## EXTRACTED RECORDS:
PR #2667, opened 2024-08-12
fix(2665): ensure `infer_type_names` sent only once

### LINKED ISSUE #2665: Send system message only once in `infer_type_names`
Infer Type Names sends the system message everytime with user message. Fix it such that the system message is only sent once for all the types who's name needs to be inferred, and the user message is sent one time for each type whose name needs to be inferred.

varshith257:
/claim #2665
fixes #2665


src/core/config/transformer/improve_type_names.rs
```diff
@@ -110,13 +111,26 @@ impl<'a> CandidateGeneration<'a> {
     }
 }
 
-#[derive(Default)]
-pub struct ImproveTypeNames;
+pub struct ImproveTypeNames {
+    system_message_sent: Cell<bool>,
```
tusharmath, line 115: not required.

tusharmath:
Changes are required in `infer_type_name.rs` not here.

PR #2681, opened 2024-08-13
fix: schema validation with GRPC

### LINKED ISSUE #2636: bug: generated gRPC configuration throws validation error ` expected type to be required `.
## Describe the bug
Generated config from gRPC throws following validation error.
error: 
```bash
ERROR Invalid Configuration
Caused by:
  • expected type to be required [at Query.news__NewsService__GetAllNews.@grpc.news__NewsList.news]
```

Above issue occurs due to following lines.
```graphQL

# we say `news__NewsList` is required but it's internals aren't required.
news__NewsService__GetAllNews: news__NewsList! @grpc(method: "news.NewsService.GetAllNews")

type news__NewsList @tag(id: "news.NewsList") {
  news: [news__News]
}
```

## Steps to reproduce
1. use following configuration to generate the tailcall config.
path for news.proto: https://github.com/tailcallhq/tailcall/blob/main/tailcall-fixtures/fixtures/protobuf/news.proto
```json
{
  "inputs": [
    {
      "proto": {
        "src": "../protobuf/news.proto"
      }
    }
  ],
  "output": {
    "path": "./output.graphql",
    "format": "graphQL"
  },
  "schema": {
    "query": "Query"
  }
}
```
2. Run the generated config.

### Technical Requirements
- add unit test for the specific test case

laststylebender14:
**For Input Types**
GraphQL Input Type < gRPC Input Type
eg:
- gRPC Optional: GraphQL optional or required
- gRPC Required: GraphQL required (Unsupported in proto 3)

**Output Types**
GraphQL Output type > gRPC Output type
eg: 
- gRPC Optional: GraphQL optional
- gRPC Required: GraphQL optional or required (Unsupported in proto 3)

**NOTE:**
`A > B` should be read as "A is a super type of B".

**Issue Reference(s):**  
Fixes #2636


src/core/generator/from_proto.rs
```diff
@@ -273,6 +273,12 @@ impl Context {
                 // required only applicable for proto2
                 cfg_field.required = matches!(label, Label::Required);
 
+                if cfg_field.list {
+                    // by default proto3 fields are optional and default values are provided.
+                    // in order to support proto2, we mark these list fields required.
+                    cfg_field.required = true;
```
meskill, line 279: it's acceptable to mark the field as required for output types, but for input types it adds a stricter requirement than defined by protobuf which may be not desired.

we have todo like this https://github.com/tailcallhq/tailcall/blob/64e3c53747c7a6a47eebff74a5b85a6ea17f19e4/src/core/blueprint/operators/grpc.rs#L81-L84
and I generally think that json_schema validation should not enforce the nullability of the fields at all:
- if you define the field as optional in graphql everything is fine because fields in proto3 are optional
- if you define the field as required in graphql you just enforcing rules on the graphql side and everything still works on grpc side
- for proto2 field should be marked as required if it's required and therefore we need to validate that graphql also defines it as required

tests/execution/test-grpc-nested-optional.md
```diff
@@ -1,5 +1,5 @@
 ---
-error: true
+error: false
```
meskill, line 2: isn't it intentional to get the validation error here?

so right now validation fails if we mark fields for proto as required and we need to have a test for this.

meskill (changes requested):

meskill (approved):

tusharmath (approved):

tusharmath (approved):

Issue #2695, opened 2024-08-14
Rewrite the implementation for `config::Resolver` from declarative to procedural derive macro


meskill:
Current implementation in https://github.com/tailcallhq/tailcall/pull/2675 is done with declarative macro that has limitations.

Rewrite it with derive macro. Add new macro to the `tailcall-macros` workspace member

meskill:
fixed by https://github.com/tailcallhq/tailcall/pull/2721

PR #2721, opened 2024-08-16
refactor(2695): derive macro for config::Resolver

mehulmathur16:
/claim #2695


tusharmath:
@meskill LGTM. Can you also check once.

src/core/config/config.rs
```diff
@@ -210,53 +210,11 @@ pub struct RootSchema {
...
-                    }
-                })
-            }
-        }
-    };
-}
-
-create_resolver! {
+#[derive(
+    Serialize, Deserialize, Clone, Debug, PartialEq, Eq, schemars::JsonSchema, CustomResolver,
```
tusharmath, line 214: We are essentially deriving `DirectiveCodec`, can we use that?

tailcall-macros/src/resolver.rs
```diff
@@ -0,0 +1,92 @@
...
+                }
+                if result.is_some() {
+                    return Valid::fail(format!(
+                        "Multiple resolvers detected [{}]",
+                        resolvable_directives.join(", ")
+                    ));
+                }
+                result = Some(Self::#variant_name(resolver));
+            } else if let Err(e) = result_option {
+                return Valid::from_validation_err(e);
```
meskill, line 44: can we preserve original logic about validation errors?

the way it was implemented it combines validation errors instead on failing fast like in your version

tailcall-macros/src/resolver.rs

## WHAT TO WORK ON:
All lines of the data above must be repeated exactly.

## SOLUTION TO THE PROBLEM:
PR #2667, opened 2024-08-12
fix(2665): ensure `infer_type_names` sent only once

### LINKED ISSUE #2665: Send system message only once in `infer_type_names`
Infer Type Names sends the system message everytime with user message. Fix it such that the system message is only sent once for all the types who's name needs to be inferred, and the user message is sent one time for each type whose name needs to be inferred.

varshith257:
/claim #2665
fixes #2665


src/core/config/transformer/improve_type_names.rs
```diff
@@ -110,13 +111,26 @@ impl<'a> CandidateGeneration<'a> {
     }
 }
 
-#[derive(Default)]
-pub struct ImproveTypeNames;
+pub struct ImproveTypeNames {
+    system_message_sent: Cell<bool>,
```
tusharmath, line 115: not required.

tusharmath:
Changes are required in `infer_type_name.rs` not here.

PR #2681, opened 2024-08-13
fix: schema validation with GRPC

### LINKED ISSUE #2636: bug: generated gRPC configuration throws validation error ` expected type to be required `.
## Describe the bug
Generated config from gRPC throws following validation error.
error: 
```bash
ERROR Invalid Configuration
Caused by:
  • expected type to be required [at Query.news__NewsService__GetAllNews.@grpc.news__NewsList.news]
```

Above issue occurs due to following lines.
```graphQL

# we say `news__NewsList` is required but it's internals aren't required.
news__NewsService__GetAllNews: news__NewsList! @grpc(method: "news.NewsService.GetAllNews")

type news__NewsList @tag(id: "news.NewsList") {
  news: [news__News]
}
```

## Steps to reproduce
1. use following configuration to generate the tailcall config.
path for news.proto: https://github.com/tailcallhq/tailcall/blob/main/tailcall-fixtures/fixtures/protobuf/news.proto
```json
{
  "inputs": [
    {
      "proto": {
        "src": "../protobuf/news.proto"
      }
    }
  ],
  "output": {
    "path": "./output.graphql",
    "format": "graphQL"
  },
  "schema": {
    "query": "Query"
  }
}
```
2. Run the generated config.

### Technical Requirements
- add unit test for the specific test case

laststylebender14:
**For Input Types**
GraphQL Input Type < gRPC Input Type
eg:
- gRPC Optional: GraphQL optional or required
- gRPC Required: GraphQL required (Unsupported in proto 3)

**Output Types**
GraphQL Output type > gRPC Output type
eg: 
- gRPC Optional: GraphQL optional
- gRPC Required: GraphQL optional or required (Unsupported in proto 3)

**NOTE:**
`A > B` should be read as "A is a super type of B".

**Issue Reference(s):**  
Fixes #2636


src/core/generator/from_proto.rs
```diff
@@ -273,6 +273,12 @@ impl Context {
                 // required only applicable for proto2
                 cfg_field.required = matches!(label, Label::Required);
 
+                if cfg_field.list {
+                    // by default proto3 fields are optional and default values are provided.
+                    // in order to support proto2, we mark these list fields required.
+                    cfg_field.required = true;
```
meskill, line 279: it's acceptable to mark the field as required for output types, but for input types it adds a stricter requirement than defined by protobuf which may be not desired.

we have todo like this https://github.com/tailcallhq/tailcall/blob/64e3c53747c7a6a47eebff74a5b85a6ea17f19e4/src/core/blueprint/operators/grpc.rs#L81-L84
and I generally think that json_schema validation should not enforce the nullability of the fields at all:
- if you define the field as optional in graphql everything is fine because fields in proto3 are optional
- if you define the field as required in graphql you just enforcing rules on the graphql side and everything still works on grpc side
- for proto2 field should be marked as required if it's required and therefore we need to validate that graphql also defines it as required

tests/execution/test-grpc-nested-optional.md
```diff
@@ -1,5 +1,5 @@
 ---
-error: true
+error: false
```
meskill, line 2: isn't it intentional to get the validation error here?

so right now validation fails if we mark fields for proto as required and we need to have a test for this.

meskill (changes requested):

meskill (approved):

tusharmath (approved):

tusharmath (approved):

Issue #2695, opened 2024-08-14
Rewrite the implementation for `config::Resolver` from declarative to procedural derive macro


meskill:
Current implementation in https://github.com/tailcallhq/tailcall/pull/2675 is done with declarative macro that has limitations.

Rewrite it with derive macro. Add new macro to the `tailcall-macros` workspace member

meskill:
fixed by https://github.com/tailcallhq/tailcall/pull/2721

PR #2721, opened 2024-08-16
refactor(2695): derive macro for config::Resolver

mehulmathur16:
/claim #2695


tusharmath:
@meskill LGTM. Can you also check once.

src/core/config/config.rs
```diff
@@ -210,53 +210,11 @@ pub struct RootSchema {
...
-                    }
-                })
-            }
-        }
-    };
-}
-
-create_resolver! {
+#[derive(
+    Serialize, Deserialize, Clone, Debug, PartialEq, Eq, schemars::JsonSchema, CustomResolver,
```
tusharmath, line 214: We are essentially deriving `DirectiveCodec`, can we use that?

tailcall-macros/src/resolver.rs
```diff
@@ -0,0 +1,92 @@
...
+                }
+                if result.is_some() {
+                    return Valid::fail(format!(
+                        "Multiple resolvers detected [{}]",
+                        resolvable_directives.join(", ")
+                    ));
+                }
+                result = Some(Self::#variant_name(resolver));
+            } else if let Err(e) = result_option {
+                return Valid::from_validation_err(e);
```
meskill, line 44: can we preserve original logic about validation errors?

the way it was implemented it combines validation errors instead on failing fast like in your version

tailcall-macros/src/resolver.rs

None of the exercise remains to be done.